New Delhi: The Narendra Modi government Monday sought Parliament approval for additional spending of Rs 1.67 lakh crore in the current financial year as it looks to budget the additional expenditure for its Covid relief package.
While the government had announced a Rs 21-lakh crore economic relief package in phases over the last three months, the fiscal impact of these measures was expected to be at one-tenth of its size at Rs 2-2.5 lakh crore as most of the measures were aimed at boosting liquidity.
On the first day of the Parliament’s Monsoon Session, Finance Minister Nirmala Sitharaman tabled the first batch of supplementary demand for grants in the Lok Sabha seeking gross additional expenditure of Rs 2.35 lakh crore.
Of this, around Rs 68,000 crore will be met through savings from other departments and the remaining Rs 1.67 lakh crore will be an additional cash outgo.
The highest cash outgo is on account of the higher allocations for the rural job guarantee scheme. The Mahatma Gandhi National Rural Employment Guarantee Scheme has been allocated an additional expenditure of Rs 40,000 crore to what was announced in the budget.

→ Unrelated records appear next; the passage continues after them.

Issue #48, opened 2020-01-09
Public viewer


christianbundy:
**What's the problem you want to solved?** It's fun to run a pub + viewer but hard to do with Oasis. I have a branch called `public`, but it's not up-to-date with `master`.

**Is there a solution you'd like to recommend?** Maybe we should have support for Oasis as a public viewer? Would anyone want to use this?

christianbundy:
Now that the demo is outdated, this is more important than ever. :~)

cinnamon-bun:
Features needed for this (please let me know if I misinterpreted)

- [ ] Add command line flag for "public viewer" mode, which:
  - [ ] Makes everything read-only
  - [ ] Hides feeds which haven't opted in to public viewing
  - [ ] Sets more cache-y cache headers (in case the server gets a lot of traffic)
  - [ ] ❓robots.txt to exclude search engines?
- [ ] Add a button to your profile to opt in or out of public viewing by publishing a message to your feed; also show your opt-in status there.  (Default is opt-out.)

What if there was also `blog mode` - a public viewer that's focused around one person's feed, so you could put your own content online like a blog.  It would be limited to just your profile, maybe even just your own root-level posts with no comments to minimize privacy issues.

I'm wary of public viewers; people tend to quote each other in messages without realizing they might be publishing the content they quote to a public viewer if they themselves have opted in.
Mitigations:
- [ ] One-person public viewer which doesn't show comments, as above
- [ ] If you've opted in to a public viewer, make this obvious when you're writing a message or looking at your own profile
- [ ] Show if other people have opted in on their profile pages (it can be less obvious there)

christianbundy:
Thanks for speccing this out! That's really useful, and it's especially the kind of work that I have a hard time with sometimes. :heart: 

> I'm wary of public viewers; people tend to quote each other in messages without realizing they might be publishing the content they quote to a public viewer if they themselves have opted in.

I'm very conflicted about `publicWebHosting` in general. I've talked about this a few times on SSB, but I have lots of anxiety around someone mistaking the `publicWebHosting` option for any sort of real privacy, and I'm scared that we're normalizing this "you're safe here" feeling when posting something permanently on the internet.

I have this gut feeling that public viewers help bridge that gap, and make our lack of privacy harder to ignore, but I'm also open to the idea that my gut feeling is wrong and that public viewers like oasis-demo are actively harmful or dangerous.

[...]

Issue #110, opened 2020-01-28
The likes page shows stuff that's not liked anymore


Powersource:
The page mostly works fine for me but this message that I liked and then unliked (tried to look at who had liked it :P ) still shows up, and twice. I'm guessing it's just displaying every type 'vote' message in my log.

![image](https://user-images.githubusercontent.com/1427063/73308151-efa1d000-421f-11ea-9c32-eaadbffbb9b3.png)

christianbundy:
Nice catch! Really appreciate this bug report. For whoever fixes this, here's the relevant code:

https://github.com/fraction/oasis/blob/82f080f3c6b034ae38eba8a62b04de425b5d088e/src/models/index.js#L536-L590

And here's the correct vote-counting code that's used to display the number of likes on a post:

https://github.com/fraction/oasis/blob/82f080f3c6b034ae38eba8a62b04de425b5d088e/src/models/index.js#L335-L363

Maybe the correct behavior should be abstracted into a function and used in both spots?

cbleslie:
@christianbundy -  Nicety? Shipping with this might cause frustration, but not going to destroy a users experience?

PR #181, opened 2020-02-08
Add --public option for public viewers

christianbundy:
Problem: It's hard to show off Oasis or take screenshots without
respecting the `publicWebHosting` convention. While `publicWebHosting`
lacks a formal specification and I'm a bit confused about what its
boundaries are, it sounds like some of our friends would like to avoid
us publishing any of their content on the public web if we can avoid it.

Solution: Add --public option that turns Oasis into a public web viewer.
This makes it **slightly inconvenient** to see these public posts, but
should absolutely not be mistaken for a privacy guarantee. Only HTTP GET
endpoints are allowed, so random people can't publish or change
settings. The name, avatar, description, content warning, and message
contents are replaced with "Redacted", but again, this is all public
information that we can never provide real privacy for.

Resolves https://github.com/fraction/oasis/issues/48

Screenshot_2020-02-08 Oasis(1)

### DIFF
--- a/src/cli.js
+++ b/src/cli.js
@@ -31,6 +31,12 @@ module.exports = () =>
       default: 3000,
       type: "number"
     })
+    .options("public", {
+      describe:
+        "Assume Oasis is being hosted publicly, disable HTTP POST and redact messages from people who haven't given consent for public web hosting.",
+      default: false,
+      type: "boolean"
+    })
     .options("debug", {
       describe: "Use verbose output for debugging",
       default: false,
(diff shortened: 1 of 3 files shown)


cinnamon-bun:
I appreciate how this communicates carefully about privacy!

cinnamon-bun:
P.S. I merged this without testing it - I don't know how to set this value myself.  Has anyone verified it works on feeds which have changed `publicWebHosting` back and forth several times?

christianbundy:
Thanks for merging this! I'll deploy it to the demo now.

> I appreciate how this communicates carefully about privacy!

:rocket: I'd love any improvements to the text, btw, I'm not crazy about it but wanted to get *something* written.

>  Has anyone verified it works on feeds which have changed `publicWebHosting` back and forth several times?

I'll check this and report back. I'd be very surprised if it were prone to a problem like #110.

Issue #177, opened 2020-02-07
Own public threads not visible in "Latest"


georgeowell:
**What's the problem you want solved?**
It feels weird to not see stuff you just posted in the chronological "Latest" feed. 

**Is there a solution you'd like to recommend?**
Own publish threads should be visible in "Latest". We will need update the feed description also. 

Relates to #176. Probably not need if latest mock ups in https://github.com/fraction/oasis/issues/170 is implemented.

Issue #155, opened 2020-02-04
Add documenation for socialFilter()


christianbundy:
Problem:

>A comment could be nice here to describe that `null` means don't apply a filter, `true`/`false` mean apply a filter for that value respectively?
>
>Also if omitted when calling the function they get these as default values?  So the function doesn't need to deal with them being undefined?
>
>(I think this makes sense, I'm just not familiar with unpacking an object and setting defaults in the function signature like this.  I don't know what the `= {}` is doing on 279)

_Originally posted by @cinnamon-bun in https://github.com/_render_node/MDExOlB1bGxSZXF1ZXN0MzcwMDc3NTI5/pull_requests/unread_timeline_

Thank you, this is super useful feedback. We should add a comment here to describe how the code works. Rough summary: the `= {}` mean "if there are no arguments, default to `{}`", and the bit to the left of that says "if these properties don't exist, use these defaults", which are all used if we're passed an empty object or `undefined`. The filter works by ensuring that the `following`, `blocking`, or `me` variables are set to either `true` or `false`, and if it's `null` then it accepts either.

christianbundy:
Also I think we should probably re-enable `me` on the public pages. I was on the fence about this but after like 20 minutes I can confirm it feels uncanny to post stuff and have it show up nowhere.

PR #182, opened 2020-02-08
Fix and document `socialFilter()`

christianbundy:
Problem: The `socialFilter()` function wasn't documented and contained a
bug where it wouldn't show your posts when `following = true`. This is
because you usually don't follow yourself, so `following = true` was
basically equivalent to `me = false`.

Solution: Add some documentation and resolve the bug by adding special
handling for when the message is from us *before* passing to the general
implementation for follow/block checking.

Resolves https://github.com/fraction/oasis/issues/155
Resolves https://github.com/fraction/oasis/issues/177

### DIFF
--- a/src/models.js
+++ b/src/models.js
@@ -270,6 +270,14 @@ module.exports = cooler => {
     });
   };
 
+  /**
+   * Returns a function that filters messages based on who published the message.
+   *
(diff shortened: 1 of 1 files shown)


cinnamon-bun:
Makes sense!  Thanks for fixing this

Issue #183, opened 2020-02-09
Replace ssb-about / ssb-social-index with ssb-backlinks


christianbundy:
**What's the problem you want solved?** The ssb-about plugin is a thin wrapper around ssb-social-index, which is a wrapper around ssb-backlinks that doesn't really give us what we want. We [only care about the latest value from an author](https://github.com/ssbc/ssb-social-index/issues/2) and thanks to @cinnamon-bun's testing suggestion I just learned that [you can never change from `true` to `false`](https://github.com/ssbc/ssb-social-index/issues/3). :fire: :fire: :fire: :fire: :fire: 

**Is there a solution you'd like to recommend?** Probably just use ssb-backlinks directly.

PR #184, opened 2020-02-09
Use custom getAbout() to replace SSB-About

christianbundy:
Problem: The SSB-About plugin is incompatible with our needs. More info
in the GitHub issue linked below and in the code comments.

Solution: Unfortunately, roll our own alternative to the SSB-About
plugin so that we can be 100% sure that it pulls the latest 'about'
published by an author about themselves and doesn't just skip `false`.

### DIFF
--- a/src/models.js
+++ b/src/models.js
@@ -26,35 +26,81 @@ const configure = (...customOptions) =>
 module.exports = ({ cooler, isPublic }) => {
   const models = {};
 
+  /**
+   * The SSB-About plugin is a thin wrapper around the SSB-Social-Index plugin.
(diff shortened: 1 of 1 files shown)


christianbundy:
Tested this back and forth a bunch of times locally and on the oasis-demo viewer.

Resolves #183

cinnamon-bun:
Thank you so much for fixing this!

I guess the official about plug-in was also meant to be used for nicknames? and that's why it allows messages about people besides the author?

christianbundy:
Yep, I think that's the case. I think that might be useful if I wanted to give you a nickname and have it reflect locally, but I think it opens too many bugs and vectors for abuse to justify using the previous implementation as-is.

PR #186, opened 2020-02-09
2.13.0

christianbundy:
**What's the problem you solved?** We have lots of stuff that hasn't been released!

**What solution are you recommending?** Release as a new minor version!


christianbundy:
Thank you! Just pushed my tags and ran `npm publish`.

PR #189, opened 2020-02-10
2.13.1

christianbundy:
Sorry @cinnamon-bun, this is starting to feel silly. Wanted to get this patch out asap since 2.13.0 doesn't have #188

### DIFF
--- a/package-lock.json
+++ b/package-lock.json
@@ -1,6 +1,6 @@
 {
   "name": "@fraction/oasis",
-  "version": "2.13.0",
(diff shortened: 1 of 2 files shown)


cinnamon-bun:
No worries :)

Maybe releases can be exempt from don't-merge-your-own-thing.  Making releases feels more like a Maintainer action than a Contributor action

christianbundy:
That's an unreasonably good point, thank you. I'll just do that in the future.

Another Rs 33,771 crore has been allocated for cash transfers to women Jan Dhan accounts and in accounts of the old people. The Ministry of Consumer Affairs, Food and Public Distribution has been provided an additional allocation of Rs 16,000 crore for distribution of foodgrains and other expenditure.
Around Rs 14,000 crore has been allocated to the Ministry of Health and Family Welfare in its Covid fight. The government has also allocated Rs 4,000 crore to the National Credit Guarantee Trust Company for guaranteeing Rs 3 lakh crore of loans to micro, small and medium enterprises.
The government has also allocated Rs 46,600 crore for allocation of revenue deficit grants to states as recommended by the Fifteenth Finance Commission. Though the government had accepted the recommendations of the commission to provide Rs 74,340 crore to the states in 2020-21, the allocation made in the budget was only around Rs 30,000 crore.
Amid rising tensions along the Line of Actual Control, the government is also providing additional resources building and maintenance of strategic and border roads.
Among the allocations that will not have a cash outgo include Rs 20,000 crore of recapitalisation of state-run banks.
‘Fiscal deficit will widen’
With revenue contracting sharply and expenditures rising, the government has announced an additional borrowing of Rs 4 lakh crore in the current fiscal. This will raise the total market borrowing by the government to Rs 12 lakh crore in 2020-21. The fiscal deficit is also likely to increase sharply than the initially budgeted 3.5 per cent.
Aditi Nayar, principal economist at ICRA Ltd, said in a note that the eventual fiscal deficit for 2020-21 will be determined by the extent of the savings that can be generated through expenditure management measures in light of the ongoing revenue shock of around Rs 6 lakh crore.
“Our baseline expectation is now that the Government of India’s fiscal deficit will widen to at least Rs 14 lakh crore or 7.4 per cent of GDP in 2020-21,” she said.